Problem details:
Would you retype the whole listing exactly?

Material provided:

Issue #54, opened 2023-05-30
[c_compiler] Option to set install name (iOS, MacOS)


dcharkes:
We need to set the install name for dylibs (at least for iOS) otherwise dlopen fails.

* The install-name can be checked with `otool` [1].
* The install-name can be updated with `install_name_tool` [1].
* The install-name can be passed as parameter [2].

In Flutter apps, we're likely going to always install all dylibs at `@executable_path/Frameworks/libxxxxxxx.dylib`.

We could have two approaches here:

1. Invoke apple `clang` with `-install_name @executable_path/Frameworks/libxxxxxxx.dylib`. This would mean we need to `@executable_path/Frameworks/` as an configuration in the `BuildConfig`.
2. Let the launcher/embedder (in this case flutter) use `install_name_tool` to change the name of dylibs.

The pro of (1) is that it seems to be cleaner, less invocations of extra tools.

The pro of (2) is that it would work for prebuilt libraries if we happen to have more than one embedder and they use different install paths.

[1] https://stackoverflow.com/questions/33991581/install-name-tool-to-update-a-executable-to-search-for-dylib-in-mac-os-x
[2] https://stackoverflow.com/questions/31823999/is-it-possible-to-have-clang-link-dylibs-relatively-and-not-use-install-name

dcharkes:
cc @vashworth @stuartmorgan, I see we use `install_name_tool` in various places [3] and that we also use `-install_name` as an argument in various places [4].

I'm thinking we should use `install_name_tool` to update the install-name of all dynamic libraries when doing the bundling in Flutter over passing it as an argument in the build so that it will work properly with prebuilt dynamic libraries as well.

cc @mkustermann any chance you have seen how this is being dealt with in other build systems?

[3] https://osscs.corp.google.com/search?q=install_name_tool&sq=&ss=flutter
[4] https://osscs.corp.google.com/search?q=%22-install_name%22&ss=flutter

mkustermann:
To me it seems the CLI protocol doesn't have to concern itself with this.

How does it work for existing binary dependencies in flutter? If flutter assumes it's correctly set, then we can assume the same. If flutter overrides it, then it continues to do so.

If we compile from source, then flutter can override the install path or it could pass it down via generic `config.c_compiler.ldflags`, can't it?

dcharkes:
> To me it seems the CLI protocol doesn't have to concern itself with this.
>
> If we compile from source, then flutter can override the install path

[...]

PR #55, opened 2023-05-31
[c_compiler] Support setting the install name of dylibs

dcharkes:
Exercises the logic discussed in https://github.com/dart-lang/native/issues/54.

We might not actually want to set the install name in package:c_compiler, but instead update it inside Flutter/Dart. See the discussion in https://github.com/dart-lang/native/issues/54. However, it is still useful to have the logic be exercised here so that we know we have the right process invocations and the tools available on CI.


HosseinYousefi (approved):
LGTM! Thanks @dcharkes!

Finished exercise:
Issue #54, opened 2023-05-30
[c_compiler] Option to set install name (iOS, MacOS)


dcharkes:
We need to set the install name for dylibs (at least for iOS) otherwise dlopen fails.

* The install-name can be checked with `otool` [1].
* The install-name can be updated with `install_name_tool` [1].
* The install-name can be passed as parameter [2].

In Flutter apps, we're likely going to always install all dylibs at `@executable_path/Frameworks/libxxxxxxx.dylib`.

We could have two approaches here:

1. Invoke apple `clang` with `-install_name @executable_path/Frameworks/libxxxxxxx.dylib`. This would mean we need to `@executable_path/Frameworks/` as an configuration in the `BuildConfig`.
2. Let the launcher/embedder (in this case flutter) use `install_name_tool` to change the name of dylibs.

The pro of (1) is that it seems to be cleaner, less invocations of extra tools.

The pro of (2) is that it would work for prebuilt libraries if we happen to have more than one embedder and they use different install paths.

[1] https://stackoverflow.com/questions/33991581/install-name-tool-to-update-a-executable-to-search-for-dylib-in-mac-os-x
[2] https://stackoverflow.com/questions/31823999/is-it-possible-to-have-clang-link-dylibs-relatively-and-not-use-install-name

dcharkes:
cc @vashworth @stuartmorgan, I see we use `install_name_tool` in various places [3] and that we also use `-install_name` as an argument in various places [4].

I'm thinking we should use `install_name_tool` to update the install-name of all dynamic libraries when doing the bundling in Flutter over passing it as an argument in the build so that it will work properly with prebuilt dynamic libraries as well.

cc @mkustermann any chance you have seen how this is being dealt with in other build systems?

[3] https://osscs.corp.google.com/search?q=install_name_tool&sq=&ss=flutter
[4] https://osscs.corp.google.com/search?q=%22-install_name%22&ss=flutter

mkustermann:
To me it seems the CLI protocol doesn't have to concern itself with this.

How does it work for existing binary dependencies in flutter? If flutter assumes it's correctly set, then we can assume the same. If flutter overrides it, then it continues to do so.

If we compile from source, then flutter can override the install path or it could pass it down via generic `config.c_compiler.ldflags`, can't it?

dcharkes:
> To me it seems the CLI protocol doesn't have to concern itself with this.
>
> If we compile from source, then flutter can override the install path

[...]

PR #55, opened 2023-05-31
[c_compiler] Support setting the install name of dylibs

dcharkes:
Exercises the logic discussed in https://github.com/dart-lang/native/issues/54.

We might not actually want to set the install name in package:c_compiler, but instead update it inside Flutter/Dart. See the discussion in https://github.com/dart-lang/native/issues/54. However, it is still useful to have the logic be exercised here so that we know we have the right process invocations and the tools available on CI.


HosseinYousefi (approved):
LGTM! Thanks @dcharkes!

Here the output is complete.